#### What the exercise asks:
In the records below, some lines contain "alxndrsn"; state the number of such lines and nothing else.

#### Data for review:
PR #1577, opened 2023-02-21
Document Central v2023.2 upgrade to Postgres 14

lognaturel:
Alternative to #1573 

TODO:
- [x] Have folks touch ./files/allow-postgres14-upgrade even if they use a custom db
- [x] Warning that there is a lot to download and this will take a long time on slow connections

I rebased the commits from #1573  on master to get sidebar updates (clean rebase). Then I separated out default and custom db instructions into tabs and added instructions on how to determine which one is being used.

I tried to identify points at which something could go wrong and provide some guidance.

The part I'm least happy with is the part about dealing with the `docker-compose.yml` conflicts in the custom db case. Unfortunately I don't think we can assume that everyone following these instructions would know how to resolve merge conflicts. We've seen organizations have high turnover and folks with very little IT experience suddenly becoming admins. I want to make sure folks like that have the best shot possible at getting this right.

Screen Shot 2023-02-20 at 5 16 14 PM

[Archive.zip](https://github.com/getodk/docs/files/10788705/Archive.zip)

@alxndrsn feel free to push to this branch and/or cherry pick my commits onto yours.


alxndrsn:
For some reason I don't get a finger mouse-pointer :point_up_2: when mouse is hovering over these tabs.  Tested in both Firefox & Chrome.  Works fine on the example at https://sphinx-tabs.readthedocs.io/en/latest/.

docs/central-upgrade.rst
```diff
@@ -76,14 +77,170 @@ You'll be asked to confirm the removal of all dangling images. Agree by typing t
...
+.. tabs::
+
+  .. tab:: Default database
+
+    .. warning::
+      Before starting:
+
+      #. :doc:`Back up your server <central-backup>`.
+      #. Make sure you have some time available in case something goes wrong (we recommend at least 2 hours). You may want to announce a maintenance window.
+      #. Review upgrade notes for all versions between your current version and the version you are upgrading to.
```
ktuite, line 114: In a step below, it says "Log into the web interface and do some quick spot checks. For example, verify that submission counts and latest submission dates look right and try a data export." Would have liked something to tell me to make a note of these numbers before hand.

docs/central-upgrade.rst
```diff
@@ -76,14 +77,170 @@ You'll be asked to confirm the removal of all dangling images. Agree by typing t
...
+      #. Read the instructions at the top of this section carefully and **make sure you are actually using the default database configuration**. Following these instructions with a custom database setup could result in perceived data loss.
+
+    #. Log into your server. If you used our :doc:`DigitalOcean installation steps <central-install-digital-ocean>`, we suggest reviewing the section :ref:`central-install-digital-ocean-build` as a reminder, or if you can't remember your password to start at the top of that section to reset your password.
```
ktuite, line 117: Making the main action of each step bold would help me follow the steps. When I hadn't gone through any of the steps, I wanted to know more about what would happen in each step and what its purpose was.

> **Log into your server.** If you used...

docs/central-upgrade.rst
```diff
@@ -76,14 +77,170 @@ You'll be asked to confirm the removal of all dangling images. Agree by typing t
...
+
+    #. Restart the server and verify that everything works as expected.
+
+       .. code-block:: bash
+
+            docker-compose up -d
+
+    #. Log into the web interface and do some quick spot checks. For example, verify that submission counts and latest submission dates look right and try a data export.
+
+    #. The upgrade process performs a copy and leaves the old database intact. The following command will show you how much space this old database takes.
```
ktuite, line 186: Here, the steps switch from "You're done! You did it! Hopefully eerything looks good!" to more... optional/less time critical cleanup. I think this should be a separate section so you can know when you're done with the hardest part.

ktuite (commented):
I've successfully gone through the basic upgrade steps! 🎉🎉🎉 I kind of want to try again and see what happens if I don't follow the rules, don't touch the right file, etc. 

Left some comments about how the docs could give a little bit more context.

I went ahead and made these changes in a branch somewhere. I could do a PR on the PR, or just add them to this branch, but I wanted someone to see them first. They're here in this commit: https://github.com/getodk/docs/commit/66a5a478e05a159da813583bc10e7fdf0408bf9c

lognaturel:
Thanks, @ktuite, I have incorporated your commit!

yanokwa:
We should add the upgrade to Docker Engine/Compose. docker-compose reaches end-of-life in June 23. This step should come first. 

Sometimes we put the steps people need to follow in the docs, but I'd rather point to the source in case people have some weird setup. The Docker instructions are very thorough.

### upgrade docker 

Check to see if you have Docker Engine v23.x and Docker Compose v2.16.x or greater.
```
$ docker --version
Docker version 23.0.1, build a5ee5b1

$ docker compose version
Docker Compose version v2.16.0
```
If you are using old versions, follow the instructions at https://docs.docker.com/engine/install/ubuntu/ to upgrade. 

Once you are running the latest version, remove `docker-compose`. 
```
rm -f `which docker-compose`
```

yanokwa:
Upgrading the nginx container is simple. It might be easiest to put it as part of the postgres migration? After you run the stop, you can run `docker-compose rm -f nginx` then continue with the build, up, etc.

docs/central-upgrade.rst
```diff
@@ -76,14 +77,179 @@ You'll be asked to confirm the removal of all dangling images. Agree by typing t
...
+
+       *If you don't have enough space,* **stop here** and resume when you have increased the disk space available. You may achieve this by clearing out data you don't need (e.g., logs) or by increasing the total disk space available (e.g., by :ref:`adding external storage <central-install-digital-ocean-external-storage>`).
+
+    #. **Create a file to prove that you're carefully reading these instructions.** This is required to continue.
+
+       .. code-block:: bash
+
+          touch ./files/allow-postgres14-upgrade
+
+    #. **Stop Central.** Central needs to be stopped in order to make a clean copy of the database.
```
yanokwa, line 155: You should be able to build, then stop. That will minimize your downtime. That's what we've done historically, but this should be tested.

lognaturel: I'm now wondering whether this is a good idea. That means things can happen between backup and stop. Maybe our standard recommendation should be to stop everything, back up, then do what needs to be done. Folks who are more advanced can do whatever they want.

docs/central-install-digital-ocean.rst
```diff
@@ -296,21 +296,21 @@ Central ships with a basic EXIM server bundled to forward mail out to the intern
...
+         "secure": false,
+         "auth": {
+           "user": "my-smtp-user",
+           "pass": "my-smtp-password"
+         }
        }
      }
-   }
 
 3. Build and run: ``docker-compose build service``, ``docker-compose stop service``, ``docker-compose up -d service``.
```
ktuite, line 315: I'm seeing `docker-compose` in the digital ocean install instructions, e.g. in Advanced Configuration Options and earlier in Changing Server Settings.

docs/central-install-digital-ocean.rst
```diff
@@ -320,40 +320,40 @@ Using a Custom Database Server
...
-  .. code-block:: console
+   .. code-block:: json
 
-    "database": {
-      "host": "my-db-host",
-      "user": "my-db-user",
-      "password": "my-db-password",
-      "database": "my-db-table"
-    },
+      "database": {
```
ktuite, line 345: I haven't read through the part where the config changes but I think this and some of the other nearby instructions are going to be different...

ktuite (commented):
Was skimming the install on digital ocean section and the other files with minor changes. Looking again at the 2023.2 upgrade instructions next.

docs/central-upgrade.rst
```diff
@@ -25,65 +26,351 @@ Upgrade notes
...
+   
+       #. **Upgrade your database server**. We recommend using the latest point release of PostgreSQL 14 that is available.
+
+       #. **Create a file to prove that you're carefully reading these instructions.** This is required to continue.
+   
+          .. code-block:: console
+   
+            $ touch ./files/allow-postgres14-upgrade
+   
+       #. Follow the :ref:`standard upgrade instructions <central-upgrade-steps>`.
```
ktuite, line 357: This could totally stay as a link to the one place the instructions are written, but I was _thinking_ what if there was a little summary of the instructions below:

```
cd central (they've probably already done this)
git pull
git submodule update -i
docker compose build
docker image prune
docker compose up -d
```

docs/central-upgrade.rst
```diff
@@ -25,65 +26,351 @@ Upgrade notes
...
+
+   .. code-block:: console
+
+     $ rm -f `which docker-compose`
+
+#. **Migrate configuration customizations.** This will simplify future Central upgrades. First, check what files have been customized:
+
+   .. code-block:: console
+
+     $ git status
```
ktuite, line 131: Was just wondering what some of these instructions would look like if they did the `git pull` step first. How different would cleaning up the config files be? In other words, how important is it that you migrate the custom config options *before* pulling the new code changes?

ktuite (commented):
Some thoughts from reading the docs w/o trying things yet!

docs/central-upgrade.rst
```diff
@@ -25,65 +26,340 @@ Upgrade notes
...
+
+     #. See what changes have been made:
+
+        .. code-block:: console
+
+          $ git diff docker-compose.yml
+
+        You will see additions in green with ``+`` prefixes.
+
+        You can ignore any changes related to a custom database because those have been addressed by migrating ``files/service/config.json.template``. Copy any other changes to a scratch file on your local computer. You will use this to copy your custom values into the new format.
```
yanokwa, line 199: I'd put a new line before Copy.

docs/central-upgrade.rst
lognaturel: I have a hard time making sense of how to fix the merge conflicts myself, even after doing it a few times. I was not able to come up with a good way to explain it.

docs/central-upgrade.rst
```diff
@@ -25,65 +26,340 @@ Upgrade notes
...
+
+     $ cd central
+
+#. **Upgrade Docker if needed.** Check to see if you have Docker Engine v23.x and Docker Compose v2.16.x or greater:
+
+   .. code-block:: console
+
+     $ docker --version && docker compose version
+
+   If you are using old versions, follow the instructions at https://docs.docker.com/engine/install/ubuntu/ to upgrade.
```
yanokwa, line 119: If you are using old versions, follow the instructions to install [Docker Engine](https://docs.docker.com/engine/install/ubuntu) (not Desktop).

We link to instructions for Ubuntu because that's the OS we recommend. You'll need to setup the apt repository and install the latest version of Docker Engine.

docs/central-install-digital-ocean.rst
lognaturel: Should now be fixed.

docs/central-install-digital-ocean.rst
lognaturel: Addressed.

docs/central-upgrade.rst
```diff
@@ -25,65 +26,351 @@ Upgrade notes
...
+          $ git checkout -- docker-compose.yml
+
+   .. dropdown:: ``files/enketo/config.json.template`` or any others
+     :icon: file-code
+
+     #. Stash changes so they can be applied after the upgrade. These are considered advanced customizations and you may need to resolve merge conflicts when you re-apply them.
+
+        .. code-block:: console
+
+          $ git stash
```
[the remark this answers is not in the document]
lognaturel: It's only for files that are not the two special ones mentioned above. The most likely is `files/enketo/config.json.template` but `files/nginx/odk.conf.template` is another possibility and there could be others. Most folks will NOT need to deal with this which is why I want to bury it.

docs/central-upgrade.rst
lognaturel: The standard instructions are concise and copy-able enough now that I'd rather send them there so they can see any unexpected output step by step.

docs/central-upgrade.rst
lognaturel: To be clear, the process I've documented is what I ended up finding the easiest for myself.

docs/central-upgrade.rst
```diff
@@ -25,65 +26,342 @@ Upgrade notes
...
+   If you see files listed with a `modified:` prefix, follow instructions for each of them:
+
+   .. dropdown:: ``files/service/config.json.template``
+     :icon: file-code
+
+     #. See what changes have been made:
+
+        .. code-block:: console
+
+          $ git diff files/service/config.json.template
```
ktuite, line 144: As I'm going through the steps, I feel very nervous about this step of copying values into another file and deleting my changes to this file long before I know if it will actually work. I think there should be a recommendation to make a copy/backup of this file to refer to just in case.

ktuite: It is also awkward to check my diff and then enter new values into `.env`. I also wish I had the `.env.template` already.

docs/central-upgrade.rst
```diff
@@ -25,65 +26,342 @@ Upgrade notes
...
+          EMAIL_IGNORE_TLS=true-or-false
+          EMAIL_SECURE=true-or-false
+          EMAIL_USER=my-email-user
+          EMAIL_PASSWORD=my-email-password
+
+        .. note::
+
+          ``EMAIL_IGNORE_TLS`` should generally be set to ``false``. ``EMAIL_SECURE`` should generally be set to ``true`` if you use port 465 and to ``false`` for other ports.
+
+     #. Discard all ``files/service/config.json.template`` customizations. Make sure you have correctly copied all of them into ``.env``. You may want to keep the copy on your local computer until you have verified that everything works.
```
ktuite, line 182: Oh there's the message about making a backup, right after it said to get rid of it 😅 "You may want to keep the copy on your local computer until you have verified that everything works."

ktuite: "Make sure you have correctly copied all of them into" ... 
It's unclear how to copy other customizations into .env and which ones will be supported. You could say "Refer to [.env.template](https://github.com/getodk/central/blob/next/.env.template)  (but in master, not next) to see which things will be configured now in .env.

ktuite: `email.serviceAccount` --> `EMAIL_NO_REPLY` ?

docs/central-upgrade.rst
ktuite: They way I finally wrapped my head around this section:

1. Make backups for files/service/config.json.template and docker-compose.yml
2. Reset the git contents of those files
3. Things from those two files specifically are moving to `.env` (i'd prefer if i could put them back into .env after i git pull)
4. git stash any other changes you have so you can apply those changes after the upgrade

docs/central-troubleshooting.rst
```diff
@@ -46,21 +46,21 @@ You may run into a "Could not connect with Server" error message when previewing
 
 To resolve this problem, first identify your upstream DNS servers. Run ``cat /run/systemd/resolve/resolv.conf`` to see your current list of nameservers with their IP addresses. They will look like this:
 
-  .. code-block:: console
+.. code-block:: console
```
ktuite, line 49: Above in this file, it says you can run `docker logs --tail 100 central_service_1` but the docker containers have hyphens now `docker logs --tail 100 central-service-1`

ktuite (commented):
More comments!

docs/central-upgrade.rst
lognaturel: Cool! That looks about like what we have now but we've broken it down a bit more? Most folks will only have changes to either `files/service/config.json.template` or  `docker-compose.yml`, hence the separation. I think copying to the local machine is much easier because of having multiple windows at once.

> i'd prefer if i could put them back into .env after i git pull

Why?

docs/central-troubleshooting.rst
```diff
@@ -110,57 +110,57 @@ Database reset after running Docker command
...
 
 4. Stop the Docker containers to prepare for restoration.
 
-  .. code-block:: console
+   .. code-block:: console
 
-    cd ~/central
-    docker-compose stop
+     $ cd ~/central
+     $ docker-compose stop
```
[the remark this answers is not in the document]
lognaturel: This stuff is only going to be possible in versions before v2023.2 so it feels more consistent to leave the `docker-compose` that was documented at that time.

docs/central-troubleshooting.rst
```diff
@@ -110,57 +110,57 @@ Database reset after running Docker command
...
 
-  .. code-block:: console
+   .. code-block:: console
 
-    cd ~/central
-    docker-compose build
-    docker-compose up -d
+     $ cd ~/central
+     $ docker-compose build
+     $ docker-compose up -d
```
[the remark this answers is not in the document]
lognaturel: Same as above.

docs/central-troubleshooting.rst
lognaturel: Ah yes!

docs/central-upgrade.rst
lognaturel: > Oh there's the message about making a backup

Ah! I think you may have missed the part about copying the diff lines into a file on your local computer? Maybe that needs to be clarified?

> email.serviceAccount --> EMAIL_NO_REPLY ?

Indeed, good catch!

docs/central-upgrade.rst
ktuite: I did copy from the blocks, I just felt like I was doing this kind of blindly, not knowing where I'd end up.

I did go seek out the template, and seeing it made me think, "Oh, that's what i'm aiming for, that's not scary". I also used it to copy over the sentry values.

docs/central-upgrade.rst
ktuite: It's true, I did not read the sentence that said "Copy those to a scratch file on your local computer. You will use this to copy your custom values into the new format."  Though it is what I ended up doing.

lognaturel: Oops! Ok, I changed the step to make it about copying since that's the important action. How does that look?

docs/central-upgrade.rst
lognaturel: I think maybe this is because Cloud customizes everything? For most people only one or maybe two of these blocks will be relevant. Most common will be just email, I think.

docs/central-upgrade.rst
```diff
@@ -170,6 +170,10 @@ This is *critical infrastructure upgrade*. In particular, it upgrades the includ
 
           If your password has special characters in it, you will need to put single quotes ( ``'`` and ``'``) around the password. Values without special characters do not need quotes around them.
 
+        .. note::
+
+          If your database uses an SSL connection, add ``DB_SSL=true`` to ``.env``. If you don't need an SSL connection, omit that variable. If you enable SSL, the ``rejectUnauthorized`` option is also set to ``true`` which allows self-signed certificates. Make sure you have appropriately restricted access to your external database.
```
matthew-white, line 175: `false` instead of `true` for `rejectUnauthorized` I think.

lognaturel: 😬

ktuite (approved):
Yay!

#### Solution:
2